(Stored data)
=== Section Start ===

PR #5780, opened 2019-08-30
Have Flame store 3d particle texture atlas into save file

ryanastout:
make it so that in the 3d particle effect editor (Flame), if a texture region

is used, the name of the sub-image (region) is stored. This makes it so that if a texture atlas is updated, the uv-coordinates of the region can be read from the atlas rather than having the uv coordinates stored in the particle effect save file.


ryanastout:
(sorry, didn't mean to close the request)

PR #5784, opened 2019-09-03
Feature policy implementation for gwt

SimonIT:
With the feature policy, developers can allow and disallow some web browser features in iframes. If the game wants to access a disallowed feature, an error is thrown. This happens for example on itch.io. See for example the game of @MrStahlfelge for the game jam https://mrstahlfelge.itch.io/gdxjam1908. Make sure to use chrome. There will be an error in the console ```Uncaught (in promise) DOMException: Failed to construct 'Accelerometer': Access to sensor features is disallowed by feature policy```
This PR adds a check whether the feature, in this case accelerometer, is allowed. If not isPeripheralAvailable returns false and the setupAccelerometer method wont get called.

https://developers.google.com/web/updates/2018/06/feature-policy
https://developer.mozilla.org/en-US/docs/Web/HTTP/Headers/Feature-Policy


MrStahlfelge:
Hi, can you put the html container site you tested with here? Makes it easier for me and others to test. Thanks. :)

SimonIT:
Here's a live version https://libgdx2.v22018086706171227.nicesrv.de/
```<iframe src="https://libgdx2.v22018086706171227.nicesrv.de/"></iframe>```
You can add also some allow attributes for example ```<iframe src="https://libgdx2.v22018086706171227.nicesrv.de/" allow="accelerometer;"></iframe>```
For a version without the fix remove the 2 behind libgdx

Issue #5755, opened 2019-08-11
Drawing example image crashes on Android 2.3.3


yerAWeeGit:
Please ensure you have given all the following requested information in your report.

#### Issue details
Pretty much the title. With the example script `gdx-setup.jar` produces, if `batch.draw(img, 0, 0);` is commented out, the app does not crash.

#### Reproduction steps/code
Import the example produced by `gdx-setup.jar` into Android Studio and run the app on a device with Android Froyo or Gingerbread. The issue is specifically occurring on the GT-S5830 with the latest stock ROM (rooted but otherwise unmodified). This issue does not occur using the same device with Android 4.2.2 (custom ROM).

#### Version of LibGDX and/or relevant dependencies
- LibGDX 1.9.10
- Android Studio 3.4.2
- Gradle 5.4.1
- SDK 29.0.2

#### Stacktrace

=== Section End ===

» **What is expected**:
Repeat all of the records verbatim, leaving nothing out.

» **Solved exercise**:
PR #5780, opened 2019-08-30
Have Flame store 3d particle texture atlas into save file

ryanastout:
make it so that in the 3d particle effect editor (Flame), if a texture region

is used, the name of the sub-image (region) is stored. This makes it so that if a texture atlas is updated, the uv-coordinates of the region can be read from the atlas rather than having the uv coordinates stored in the particle effect save file.


ryanastout:
(sorry, didn't mean to close the request)

PR #5784, opened 2019-09-03
Feature policy implementation for gwt

SimonIT:
With the feature policy, developers can allow and disallow some web browser features in iframes. If the game wants to access a disallowed feature, an error is thrown. This happens for example on itch.io. See for example the game of @MrStahlfelge for the game jam https://mrstahlfelge.itch.io/gdxjam1908. Make sure to use chrome. There will be an error in the console ```Uncaught (in promise) DOMException: Failed to construct 'Accelerometer': Access to sensor features is disallowed by feature policy```
This PR adds a check whether the feature, in this case accelerometer, is allowed. If not isPeripheralAvailable returns false and the setupAccelerometer method wont get called.

https://developers.google.com/web/updates/2018/06/feature-policy
https://developer.mozilla.org/en-US/docs/Web/HTTP/Headers/Feature-Policy


MrStahlfelge:
Hi, can you put the html container site you tested with here? Makes it easier for me and others to test. Thanks. :)

SimonIT:
Here's a live version https://libgdx2.v22018086706171227.nicesrv.de/
```<iframe src="https://libgdx2.v22018086706171227.nicesrv.de/"></iframe>```
You can add also some allow attributes for example ```<iframe src="https://libgdx2.v22018086706171227.nicesrv.de/" allow="accelerometer;"></iframe>```
For a version without the fix remove the 2 behind libgdx

Issue #5755, opened 2019-08-11
Drawing example image crashes on Android 2.3.3


yerAWeeGit:
Please ensure you have given all the following requested information in your report.

#### Issue details
Pretty much the title. With the example script `gdx-setup.jar` produces, if `batch.draw(img, 0, 0);` is commented out, the app does not crash.

#### Reproduction steps/code
Import the example produced by `gdx-setup.jar` into Android Studio and run the app on a device with Android Froyo or Gingerbread. The issue is specifically occurring on the GT-S5830 with the latest stock ROM (rooted but otherwise unmodified). This issue does not occur using the same device with Android 4.2.2 (custom ROM).

#### Version of LibGDX and/or relevant dependencies
- LibGDX 1.9.10
- Android Studio 3.4.2
- Gradle 5.4.1
- SDK 29.0.2

#### Stacktrace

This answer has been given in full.